/---

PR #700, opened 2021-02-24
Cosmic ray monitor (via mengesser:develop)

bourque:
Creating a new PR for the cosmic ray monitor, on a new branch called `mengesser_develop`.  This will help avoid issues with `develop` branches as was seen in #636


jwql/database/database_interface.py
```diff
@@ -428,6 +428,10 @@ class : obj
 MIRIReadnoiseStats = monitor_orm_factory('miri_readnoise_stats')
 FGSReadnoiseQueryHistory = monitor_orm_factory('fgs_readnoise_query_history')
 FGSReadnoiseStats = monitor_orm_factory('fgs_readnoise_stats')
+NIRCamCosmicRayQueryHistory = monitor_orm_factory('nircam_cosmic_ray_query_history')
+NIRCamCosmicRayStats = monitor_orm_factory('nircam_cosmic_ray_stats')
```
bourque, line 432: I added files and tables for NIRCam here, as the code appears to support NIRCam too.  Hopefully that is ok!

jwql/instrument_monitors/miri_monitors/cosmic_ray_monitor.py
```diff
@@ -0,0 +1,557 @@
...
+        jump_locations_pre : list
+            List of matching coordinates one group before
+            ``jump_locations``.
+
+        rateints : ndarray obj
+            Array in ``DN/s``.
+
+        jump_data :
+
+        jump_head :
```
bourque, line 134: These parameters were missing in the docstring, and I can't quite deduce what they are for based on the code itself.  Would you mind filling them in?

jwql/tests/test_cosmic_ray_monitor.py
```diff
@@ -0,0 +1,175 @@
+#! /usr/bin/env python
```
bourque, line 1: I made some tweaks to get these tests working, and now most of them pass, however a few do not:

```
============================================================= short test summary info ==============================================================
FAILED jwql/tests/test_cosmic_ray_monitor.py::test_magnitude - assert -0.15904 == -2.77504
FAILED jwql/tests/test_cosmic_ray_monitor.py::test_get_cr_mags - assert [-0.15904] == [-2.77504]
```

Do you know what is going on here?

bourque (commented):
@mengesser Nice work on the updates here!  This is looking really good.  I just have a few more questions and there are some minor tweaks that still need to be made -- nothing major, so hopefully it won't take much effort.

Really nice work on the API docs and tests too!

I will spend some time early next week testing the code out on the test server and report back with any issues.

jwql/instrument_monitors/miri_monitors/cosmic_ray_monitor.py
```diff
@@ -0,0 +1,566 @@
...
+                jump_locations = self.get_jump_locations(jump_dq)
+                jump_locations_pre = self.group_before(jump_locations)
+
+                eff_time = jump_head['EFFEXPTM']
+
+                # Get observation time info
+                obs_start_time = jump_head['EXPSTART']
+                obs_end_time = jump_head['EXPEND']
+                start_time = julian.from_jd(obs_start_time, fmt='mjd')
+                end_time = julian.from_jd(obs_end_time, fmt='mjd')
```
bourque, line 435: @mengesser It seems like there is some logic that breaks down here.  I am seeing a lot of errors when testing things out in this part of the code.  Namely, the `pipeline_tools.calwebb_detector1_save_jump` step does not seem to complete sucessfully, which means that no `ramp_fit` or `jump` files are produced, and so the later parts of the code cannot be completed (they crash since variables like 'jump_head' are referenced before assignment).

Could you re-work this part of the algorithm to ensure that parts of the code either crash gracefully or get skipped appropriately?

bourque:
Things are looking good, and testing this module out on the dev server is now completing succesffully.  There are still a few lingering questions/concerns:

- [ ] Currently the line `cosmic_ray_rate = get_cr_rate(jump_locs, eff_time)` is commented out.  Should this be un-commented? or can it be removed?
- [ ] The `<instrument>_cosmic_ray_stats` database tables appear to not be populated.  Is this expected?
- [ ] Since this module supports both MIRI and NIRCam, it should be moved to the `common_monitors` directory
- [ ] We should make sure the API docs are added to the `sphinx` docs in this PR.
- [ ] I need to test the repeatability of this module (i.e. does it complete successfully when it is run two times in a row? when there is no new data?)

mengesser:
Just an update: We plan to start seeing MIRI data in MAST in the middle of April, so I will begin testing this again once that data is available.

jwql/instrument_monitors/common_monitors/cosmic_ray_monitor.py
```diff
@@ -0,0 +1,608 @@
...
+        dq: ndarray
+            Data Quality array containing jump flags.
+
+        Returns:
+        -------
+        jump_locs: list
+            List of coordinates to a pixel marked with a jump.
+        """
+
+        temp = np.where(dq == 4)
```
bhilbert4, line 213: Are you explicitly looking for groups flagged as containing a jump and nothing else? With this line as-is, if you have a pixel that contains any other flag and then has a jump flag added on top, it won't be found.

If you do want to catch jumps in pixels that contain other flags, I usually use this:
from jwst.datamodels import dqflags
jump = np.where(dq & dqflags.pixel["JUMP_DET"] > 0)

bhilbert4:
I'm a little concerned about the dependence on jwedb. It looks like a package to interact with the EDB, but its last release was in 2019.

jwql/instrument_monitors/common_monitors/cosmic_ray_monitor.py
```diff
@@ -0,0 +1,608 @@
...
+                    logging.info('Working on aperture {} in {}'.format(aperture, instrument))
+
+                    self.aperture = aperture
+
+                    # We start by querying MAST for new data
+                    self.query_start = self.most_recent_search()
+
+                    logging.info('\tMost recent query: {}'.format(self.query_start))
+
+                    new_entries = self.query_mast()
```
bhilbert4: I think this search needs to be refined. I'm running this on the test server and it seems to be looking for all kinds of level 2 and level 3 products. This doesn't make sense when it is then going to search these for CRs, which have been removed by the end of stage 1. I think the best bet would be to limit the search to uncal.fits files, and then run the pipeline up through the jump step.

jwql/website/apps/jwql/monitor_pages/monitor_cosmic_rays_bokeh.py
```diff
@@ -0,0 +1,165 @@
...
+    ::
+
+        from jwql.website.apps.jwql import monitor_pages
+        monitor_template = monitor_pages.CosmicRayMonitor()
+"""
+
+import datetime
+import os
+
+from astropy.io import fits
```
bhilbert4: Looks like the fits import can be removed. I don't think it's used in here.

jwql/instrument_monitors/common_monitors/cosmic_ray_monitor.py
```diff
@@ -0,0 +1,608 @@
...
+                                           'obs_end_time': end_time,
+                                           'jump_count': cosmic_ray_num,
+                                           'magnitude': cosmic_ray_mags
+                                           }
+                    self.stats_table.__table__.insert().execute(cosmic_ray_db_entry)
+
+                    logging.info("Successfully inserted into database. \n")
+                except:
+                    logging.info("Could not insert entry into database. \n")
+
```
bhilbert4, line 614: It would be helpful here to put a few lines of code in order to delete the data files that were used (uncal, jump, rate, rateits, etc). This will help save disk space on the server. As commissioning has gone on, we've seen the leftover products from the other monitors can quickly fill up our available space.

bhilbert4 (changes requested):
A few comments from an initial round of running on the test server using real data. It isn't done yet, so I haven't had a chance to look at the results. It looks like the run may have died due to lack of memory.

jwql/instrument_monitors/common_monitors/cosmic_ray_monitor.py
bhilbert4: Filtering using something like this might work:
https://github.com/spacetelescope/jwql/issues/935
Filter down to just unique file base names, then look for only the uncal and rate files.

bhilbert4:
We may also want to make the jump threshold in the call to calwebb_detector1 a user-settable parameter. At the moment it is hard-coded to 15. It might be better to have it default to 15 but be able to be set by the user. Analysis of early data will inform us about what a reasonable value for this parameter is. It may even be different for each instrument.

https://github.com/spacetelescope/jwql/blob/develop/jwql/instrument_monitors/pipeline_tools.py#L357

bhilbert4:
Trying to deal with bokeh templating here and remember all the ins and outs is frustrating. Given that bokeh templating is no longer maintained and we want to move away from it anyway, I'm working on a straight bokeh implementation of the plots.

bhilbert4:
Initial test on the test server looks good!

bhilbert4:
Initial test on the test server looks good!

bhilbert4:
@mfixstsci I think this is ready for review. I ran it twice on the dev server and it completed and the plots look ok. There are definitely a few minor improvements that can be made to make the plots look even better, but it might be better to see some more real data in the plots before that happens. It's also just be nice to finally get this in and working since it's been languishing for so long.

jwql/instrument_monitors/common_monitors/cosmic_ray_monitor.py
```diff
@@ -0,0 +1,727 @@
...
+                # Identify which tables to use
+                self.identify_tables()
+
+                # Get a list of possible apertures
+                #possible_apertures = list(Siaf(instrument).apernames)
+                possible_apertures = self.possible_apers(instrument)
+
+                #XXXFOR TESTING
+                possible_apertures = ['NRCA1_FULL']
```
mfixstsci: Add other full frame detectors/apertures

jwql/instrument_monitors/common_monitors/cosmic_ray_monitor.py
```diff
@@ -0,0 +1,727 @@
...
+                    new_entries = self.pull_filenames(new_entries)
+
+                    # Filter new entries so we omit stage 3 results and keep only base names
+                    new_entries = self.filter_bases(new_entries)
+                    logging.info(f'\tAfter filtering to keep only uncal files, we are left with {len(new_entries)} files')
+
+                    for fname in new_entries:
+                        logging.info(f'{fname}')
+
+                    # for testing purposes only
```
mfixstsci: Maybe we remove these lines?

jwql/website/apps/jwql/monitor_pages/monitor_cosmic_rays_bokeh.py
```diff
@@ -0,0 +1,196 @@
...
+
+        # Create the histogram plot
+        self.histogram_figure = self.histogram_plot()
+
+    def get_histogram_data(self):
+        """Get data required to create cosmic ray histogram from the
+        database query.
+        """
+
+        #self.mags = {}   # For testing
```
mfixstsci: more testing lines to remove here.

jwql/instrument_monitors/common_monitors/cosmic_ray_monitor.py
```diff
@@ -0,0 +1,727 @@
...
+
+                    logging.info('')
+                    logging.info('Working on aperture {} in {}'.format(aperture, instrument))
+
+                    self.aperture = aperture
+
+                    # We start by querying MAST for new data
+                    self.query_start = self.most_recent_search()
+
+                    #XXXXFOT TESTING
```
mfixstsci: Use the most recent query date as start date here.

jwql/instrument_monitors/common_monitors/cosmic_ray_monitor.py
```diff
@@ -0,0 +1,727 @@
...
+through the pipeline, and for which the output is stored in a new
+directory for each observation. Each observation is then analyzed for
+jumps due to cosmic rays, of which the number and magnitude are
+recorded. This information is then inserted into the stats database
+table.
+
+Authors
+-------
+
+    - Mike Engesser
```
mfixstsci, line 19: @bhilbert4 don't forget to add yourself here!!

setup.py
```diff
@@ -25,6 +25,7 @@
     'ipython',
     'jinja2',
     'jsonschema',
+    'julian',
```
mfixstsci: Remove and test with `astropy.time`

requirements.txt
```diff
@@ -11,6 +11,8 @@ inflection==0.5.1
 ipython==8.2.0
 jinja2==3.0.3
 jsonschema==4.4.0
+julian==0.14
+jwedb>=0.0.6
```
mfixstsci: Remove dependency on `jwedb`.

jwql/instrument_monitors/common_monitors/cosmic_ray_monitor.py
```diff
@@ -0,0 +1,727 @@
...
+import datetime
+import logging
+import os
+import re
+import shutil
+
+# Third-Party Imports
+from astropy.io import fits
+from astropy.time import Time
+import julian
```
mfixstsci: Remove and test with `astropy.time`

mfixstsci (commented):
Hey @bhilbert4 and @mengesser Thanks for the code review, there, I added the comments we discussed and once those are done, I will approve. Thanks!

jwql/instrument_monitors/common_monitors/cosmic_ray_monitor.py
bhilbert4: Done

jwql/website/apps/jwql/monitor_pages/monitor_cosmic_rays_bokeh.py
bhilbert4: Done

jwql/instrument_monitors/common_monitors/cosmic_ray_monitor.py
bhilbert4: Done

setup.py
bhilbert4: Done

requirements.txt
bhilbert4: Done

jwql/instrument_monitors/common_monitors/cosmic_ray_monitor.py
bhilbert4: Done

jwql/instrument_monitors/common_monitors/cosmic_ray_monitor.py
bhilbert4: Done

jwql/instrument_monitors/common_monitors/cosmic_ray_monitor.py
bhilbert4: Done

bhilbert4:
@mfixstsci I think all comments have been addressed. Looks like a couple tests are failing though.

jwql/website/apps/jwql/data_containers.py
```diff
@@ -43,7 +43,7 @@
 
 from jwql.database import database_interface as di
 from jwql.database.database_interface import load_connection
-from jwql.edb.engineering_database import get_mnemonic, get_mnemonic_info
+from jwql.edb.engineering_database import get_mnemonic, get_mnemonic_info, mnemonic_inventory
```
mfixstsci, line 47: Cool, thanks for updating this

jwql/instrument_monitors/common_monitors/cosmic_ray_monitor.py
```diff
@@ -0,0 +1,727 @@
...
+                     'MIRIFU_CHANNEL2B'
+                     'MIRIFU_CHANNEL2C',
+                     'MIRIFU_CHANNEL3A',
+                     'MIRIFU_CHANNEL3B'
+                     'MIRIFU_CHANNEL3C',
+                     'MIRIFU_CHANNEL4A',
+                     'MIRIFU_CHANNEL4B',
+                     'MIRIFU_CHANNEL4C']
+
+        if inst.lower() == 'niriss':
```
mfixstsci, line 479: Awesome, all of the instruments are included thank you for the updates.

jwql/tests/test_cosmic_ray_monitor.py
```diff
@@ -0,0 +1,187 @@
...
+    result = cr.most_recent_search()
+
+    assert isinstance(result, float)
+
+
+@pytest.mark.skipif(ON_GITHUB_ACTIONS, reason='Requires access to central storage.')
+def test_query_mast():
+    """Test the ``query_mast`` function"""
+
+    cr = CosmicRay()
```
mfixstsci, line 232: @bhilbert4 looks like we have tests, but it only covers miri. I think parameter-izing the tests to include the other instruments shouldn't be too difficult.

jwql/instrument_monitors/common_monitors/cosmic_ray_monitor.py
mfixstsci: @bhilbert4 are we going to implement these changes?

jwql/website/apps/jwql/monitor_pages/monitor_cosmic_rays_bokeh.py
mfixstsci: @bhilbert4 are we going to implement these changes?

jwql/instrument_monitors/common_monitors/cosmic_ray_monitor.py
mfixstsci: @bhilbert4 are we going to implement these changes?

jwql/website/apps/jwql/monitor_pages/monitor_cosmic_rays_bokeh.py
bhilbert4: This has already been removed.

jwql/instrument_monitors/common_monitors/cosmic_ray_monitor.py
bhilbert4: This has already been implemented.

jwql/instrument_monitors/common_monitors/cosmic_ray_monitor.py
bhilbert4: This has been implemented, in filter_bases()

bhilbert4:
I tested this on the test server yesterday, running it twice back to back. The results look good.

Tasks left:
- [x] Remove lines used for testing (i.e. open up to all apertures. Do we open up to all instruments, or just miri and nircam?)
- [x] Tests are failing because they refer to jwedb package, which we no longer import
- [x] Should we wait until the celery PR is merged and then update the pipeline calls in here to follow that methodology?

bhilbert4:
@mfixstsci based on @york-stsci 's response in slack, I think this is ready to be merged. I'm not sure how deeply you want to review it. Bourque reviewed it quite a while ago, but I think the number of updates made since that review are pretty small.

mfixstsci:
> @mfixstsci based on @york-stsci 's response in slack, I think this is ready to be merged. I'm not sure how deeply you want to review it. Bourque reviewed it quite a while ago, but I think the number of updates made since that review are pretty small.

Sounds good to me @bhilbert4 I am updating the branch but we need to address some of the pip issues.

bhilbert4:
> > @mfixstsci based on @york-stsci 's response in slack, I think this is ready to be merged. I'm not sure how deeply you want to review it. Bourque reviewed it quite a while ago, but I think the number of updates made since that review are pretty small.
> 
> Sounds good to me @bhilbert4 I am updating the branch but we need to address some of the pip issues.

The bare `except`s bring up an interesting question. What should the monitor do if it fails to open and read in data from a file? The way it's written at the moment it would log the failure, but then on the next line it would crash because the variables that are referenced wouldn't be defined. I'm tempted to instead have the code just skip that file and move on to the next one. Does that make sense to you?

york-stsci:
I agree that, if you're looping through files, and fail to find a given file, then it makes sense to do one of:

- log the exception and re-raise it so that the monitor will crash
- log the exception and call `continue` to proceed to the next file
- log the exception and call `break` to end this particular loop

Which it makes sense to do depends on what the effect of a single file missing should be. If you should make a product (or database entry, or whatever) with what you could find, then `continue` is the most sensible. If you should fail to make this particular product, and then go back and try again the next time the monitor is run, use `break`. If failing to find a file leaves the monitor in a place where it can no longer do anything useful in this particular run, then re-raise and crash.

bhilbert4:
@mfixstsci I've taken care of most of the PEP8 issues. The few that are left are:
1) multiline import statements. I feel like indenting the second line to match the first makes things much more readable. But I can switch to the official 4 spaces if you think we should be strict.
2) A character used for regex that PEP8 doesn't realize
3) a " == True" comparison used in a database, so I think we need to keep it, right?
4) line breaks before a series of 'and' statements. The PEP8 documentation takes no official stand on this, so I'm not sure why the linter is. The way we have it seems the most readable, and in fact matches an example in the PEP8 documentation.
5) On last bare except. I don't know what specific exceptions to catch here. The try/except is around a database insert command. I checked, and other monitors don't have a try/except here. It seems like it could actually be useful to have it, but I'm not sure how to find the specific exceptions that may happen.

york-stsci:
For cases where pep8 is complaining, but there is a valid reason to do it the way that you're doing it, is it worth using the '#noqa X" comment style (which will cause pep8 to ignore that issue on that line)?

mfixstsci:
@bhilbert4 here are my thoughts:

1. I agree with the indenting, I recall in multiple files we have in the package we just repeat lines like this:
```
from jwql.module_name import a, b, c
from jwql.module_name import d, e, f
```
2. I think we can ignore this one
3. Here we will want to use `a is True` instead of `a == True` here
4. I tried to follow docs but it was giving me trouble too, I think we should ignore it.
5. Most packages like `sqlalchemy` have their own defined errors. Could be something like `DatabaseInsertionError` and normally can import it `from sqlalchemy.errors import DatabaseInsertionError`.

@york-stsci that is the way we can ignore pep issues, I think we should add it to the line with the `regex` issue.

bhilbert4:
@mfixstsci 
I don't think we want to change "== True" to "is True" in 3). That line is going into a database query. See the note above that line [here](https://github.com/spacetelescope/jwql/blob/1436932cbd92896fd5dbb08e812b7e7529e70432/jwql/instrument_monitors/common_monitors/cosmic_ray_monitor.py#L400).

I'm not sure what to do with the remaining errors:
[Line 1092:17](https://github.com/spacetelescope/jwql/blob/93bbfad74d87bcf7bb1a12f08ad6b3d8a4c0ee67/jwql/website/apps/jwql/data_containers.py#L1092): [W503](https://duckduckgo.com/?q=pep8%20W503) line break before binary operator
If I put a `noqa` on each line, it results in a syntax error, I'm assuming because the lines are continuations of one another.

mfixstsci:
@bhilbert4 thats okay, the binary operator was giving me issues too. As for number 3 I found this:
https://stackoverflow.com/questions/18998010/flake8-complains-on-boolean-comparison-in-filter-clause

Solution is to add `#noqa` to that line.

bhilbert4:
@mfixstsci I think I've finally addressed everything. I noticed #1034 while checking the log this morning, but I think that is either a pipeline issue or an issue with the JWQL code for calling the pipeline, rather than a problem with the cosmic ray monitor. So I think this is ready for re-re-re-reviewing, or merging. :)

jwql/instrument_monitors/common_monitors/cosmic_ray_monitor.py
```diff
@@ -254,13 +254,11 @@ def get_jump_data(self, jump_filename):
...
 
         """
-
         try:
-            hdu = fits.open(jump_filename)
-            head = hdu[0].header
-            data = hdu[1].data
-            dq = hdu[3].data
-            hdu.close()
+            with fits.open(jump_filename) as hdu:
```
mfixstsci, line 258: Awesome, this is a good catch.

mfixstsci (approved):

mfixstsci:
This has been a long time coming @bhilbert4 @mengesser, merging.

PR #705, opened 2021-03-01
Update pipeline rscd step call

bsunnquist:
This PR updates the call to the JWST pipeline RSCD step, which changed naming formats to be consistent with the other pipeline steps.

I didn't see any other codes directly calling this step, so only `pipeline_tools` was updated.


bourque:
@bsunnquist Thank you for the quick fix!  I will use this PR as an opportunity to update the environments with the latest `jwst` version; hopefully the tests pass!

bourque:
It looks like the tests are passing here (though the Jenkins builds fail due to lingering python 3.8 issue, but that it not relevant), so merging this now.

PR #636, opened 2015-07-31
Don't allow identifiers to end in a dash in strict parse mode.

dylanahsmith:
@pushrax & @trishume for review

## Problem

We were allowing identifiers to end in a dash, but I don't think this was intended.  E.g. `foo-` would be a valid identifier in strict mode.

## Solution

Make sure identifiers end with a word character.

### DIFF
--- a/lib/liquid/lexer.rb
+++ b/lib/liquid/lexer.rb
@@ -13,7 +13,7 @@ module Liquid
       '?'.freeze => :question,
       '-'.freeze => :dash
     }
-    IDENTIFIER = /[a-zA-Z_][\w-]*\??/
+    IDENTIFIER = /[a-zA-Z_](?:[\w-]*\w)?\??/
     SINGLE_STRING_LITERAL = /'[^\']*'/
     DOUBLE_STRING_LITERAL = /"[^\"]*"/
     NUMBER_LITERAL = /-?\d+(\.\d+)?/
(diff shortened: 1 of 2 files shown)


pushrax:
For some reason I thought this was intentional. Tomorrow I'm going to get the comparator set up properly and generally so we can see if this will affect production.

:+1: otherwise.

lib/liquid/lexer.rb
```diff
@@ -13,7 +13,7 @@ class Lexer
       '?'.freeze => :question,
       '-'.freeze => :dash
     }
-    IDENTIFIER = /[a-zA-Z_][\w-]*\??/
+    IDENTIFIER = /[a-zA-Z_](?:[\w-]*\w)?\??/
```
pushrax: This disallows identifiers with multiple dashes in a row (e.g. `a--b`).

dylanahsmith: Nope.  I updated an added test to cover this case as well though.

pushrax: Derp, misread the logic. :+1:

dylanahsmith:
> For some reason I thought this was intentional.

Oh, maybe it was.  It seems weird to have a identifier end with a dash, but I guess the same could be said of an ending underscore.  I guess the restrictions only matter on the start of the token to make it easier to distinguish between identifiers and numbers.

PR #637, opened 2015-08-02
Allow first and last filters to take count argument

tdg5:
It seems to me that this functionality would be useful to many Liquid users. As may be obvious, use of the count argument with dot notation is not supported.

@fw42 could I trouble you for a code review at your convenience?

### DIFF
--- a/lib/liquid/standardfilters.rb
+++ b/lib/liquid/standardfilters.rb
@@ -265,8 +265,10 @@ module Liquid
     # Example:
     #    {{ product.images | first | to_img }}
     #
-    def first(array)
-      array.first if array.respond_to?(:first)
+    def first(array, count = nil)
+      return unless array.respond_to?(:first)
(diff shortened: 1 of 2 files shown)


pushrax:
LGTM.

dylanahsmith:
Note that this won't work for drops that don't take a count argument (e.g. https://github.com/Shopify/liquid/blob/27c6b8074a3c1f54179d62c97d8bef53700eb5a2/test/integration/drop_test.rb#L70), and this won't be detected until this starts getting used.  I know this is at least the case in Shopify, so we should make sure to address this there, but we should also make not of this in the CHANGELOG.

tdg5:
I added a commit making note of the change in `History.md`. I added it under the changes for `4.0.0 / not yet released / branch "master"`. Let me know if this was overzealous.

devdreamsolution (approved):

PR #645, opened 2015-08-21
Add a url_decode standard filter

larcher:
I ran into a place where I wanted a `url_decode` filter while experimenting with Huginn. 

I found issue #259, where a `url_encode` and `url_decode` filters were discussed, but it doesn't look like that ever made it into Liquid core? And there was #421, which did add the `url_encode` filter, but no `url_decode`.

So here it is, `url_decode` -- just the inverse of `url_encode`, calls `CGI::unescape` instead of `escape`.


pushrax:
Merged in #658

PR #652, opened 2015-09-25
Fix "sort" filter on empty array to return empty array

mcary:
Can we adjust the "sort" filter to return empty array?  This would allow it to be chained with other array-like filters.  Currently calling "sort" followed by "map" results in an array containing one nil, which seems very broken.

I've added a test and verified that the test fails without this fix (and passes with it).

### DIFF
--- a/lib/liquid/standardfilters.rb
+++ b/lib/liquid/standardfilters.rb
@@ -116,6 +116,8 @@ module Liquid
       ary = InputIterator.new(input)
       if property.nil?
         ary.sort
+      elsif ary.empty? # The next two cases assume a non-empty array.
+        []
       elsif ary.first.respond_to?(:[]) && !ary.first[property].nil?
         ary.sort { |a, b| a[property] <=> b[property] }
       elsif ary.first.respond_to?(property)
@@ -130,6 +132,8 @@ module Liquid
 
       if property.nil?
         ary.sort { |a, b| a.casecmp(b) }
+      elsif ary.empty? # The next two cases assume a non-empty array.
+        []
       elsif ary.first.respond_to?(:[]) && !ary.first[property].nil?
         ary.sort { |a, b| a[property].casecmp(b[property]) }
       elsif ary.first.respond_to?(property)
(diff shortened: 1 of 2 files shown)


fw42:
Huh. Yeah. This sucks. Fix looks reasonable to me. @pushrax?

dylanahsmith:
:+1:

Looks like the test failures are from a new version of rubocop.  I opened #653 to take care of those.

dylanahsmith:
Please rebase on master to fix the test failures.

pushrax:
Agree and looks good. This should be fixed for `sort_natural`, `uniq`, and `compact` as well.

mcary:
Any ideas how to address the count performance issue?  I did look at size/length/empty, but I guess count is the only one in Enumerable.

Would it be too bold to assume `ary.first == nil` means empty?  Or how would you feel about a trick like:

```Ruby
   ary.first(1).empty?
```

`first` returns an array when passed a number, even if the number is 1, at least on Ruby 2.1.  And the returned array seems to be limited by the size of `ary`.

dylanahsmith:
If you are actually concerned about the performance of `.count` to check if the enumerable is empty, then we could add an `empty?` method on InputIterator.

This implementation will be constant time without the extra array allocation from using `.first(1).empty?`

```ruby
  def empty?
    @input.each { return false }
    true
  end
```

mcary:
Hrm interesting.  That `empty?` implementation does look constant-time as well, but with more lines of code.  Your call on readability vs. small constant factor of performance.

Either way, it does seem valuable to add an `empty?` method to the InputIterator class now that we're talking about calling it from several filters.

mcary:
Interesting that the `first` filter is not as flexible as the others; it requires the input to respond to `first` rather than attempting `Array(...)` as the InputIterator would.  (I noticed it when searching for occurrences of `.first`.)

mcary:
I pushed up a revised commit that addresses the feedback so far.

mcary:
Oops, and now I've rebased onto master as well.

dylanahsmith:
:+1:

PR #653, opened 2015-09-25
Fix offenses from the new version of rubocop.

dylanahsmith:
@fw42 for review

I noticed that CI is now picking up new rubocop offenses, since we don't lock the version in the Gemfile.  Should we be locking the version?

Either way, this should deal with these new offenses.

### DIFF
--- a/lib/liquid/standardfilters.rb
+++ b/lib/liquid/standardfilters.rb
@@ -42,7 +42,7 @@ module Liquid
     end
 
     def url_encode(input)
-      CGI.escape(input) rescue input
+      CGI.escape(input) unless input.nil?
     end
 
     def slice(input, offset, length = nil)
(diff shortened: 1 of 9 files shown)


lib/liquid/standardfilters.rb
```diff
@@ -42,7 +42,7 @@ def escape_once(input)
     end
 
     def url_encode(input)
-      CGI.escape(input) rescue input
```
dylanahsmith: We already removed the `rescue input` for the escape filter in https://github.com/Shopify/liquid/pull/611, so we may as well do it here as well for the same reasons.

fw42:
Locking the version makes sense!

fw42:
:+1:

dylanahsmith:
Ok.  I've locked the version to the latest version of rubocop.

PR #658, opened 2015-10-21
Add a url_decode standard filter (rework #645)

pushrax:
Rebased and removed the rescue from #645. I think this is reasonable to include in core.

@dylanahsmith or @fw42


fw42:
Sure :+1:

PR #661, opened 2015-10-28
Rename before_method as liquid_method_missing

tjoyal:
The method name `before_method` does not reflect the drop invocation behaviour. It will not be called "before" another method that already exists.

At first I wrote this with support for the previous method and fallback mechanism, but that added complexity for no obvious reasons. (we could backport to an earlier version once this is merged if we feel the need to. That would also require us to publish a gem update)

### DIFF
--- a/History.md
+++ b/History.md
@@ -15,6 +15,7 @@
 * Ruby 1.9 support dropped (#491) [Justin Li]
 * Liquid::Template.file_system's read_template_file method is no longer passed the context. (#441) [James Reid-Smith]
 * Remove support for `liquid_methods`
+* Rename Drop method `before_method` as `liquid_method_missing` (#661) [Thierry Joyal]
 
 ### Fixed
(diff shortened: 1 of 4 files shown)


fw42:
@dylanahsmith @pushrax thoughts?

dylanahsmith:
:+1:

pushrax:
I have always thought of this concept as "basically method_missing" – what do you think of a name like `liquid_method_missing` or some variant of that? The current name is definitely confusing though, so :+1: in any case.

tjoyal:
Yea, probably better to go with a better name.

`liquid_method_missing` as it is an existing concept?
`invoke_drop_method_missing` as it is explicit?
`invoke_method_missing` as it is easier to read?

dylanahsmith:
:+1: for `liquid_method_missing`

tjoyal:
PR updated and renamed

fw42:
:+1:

\---

_What is needed_
What belongs in the answer is each line from the listing above that contains "rubocop".

_Exercise output_
Looks like the test failures are from a new version of rubocop.  I opened #653 to take care of those.
Fix offenses from the new version of rubocop.
I noticed that CI is now picking up new rubocop offenses, since we don't lock the version in the Gemfile.  Should we be locking the version?
Ok.  I've locked the version to the latest version of rubocop.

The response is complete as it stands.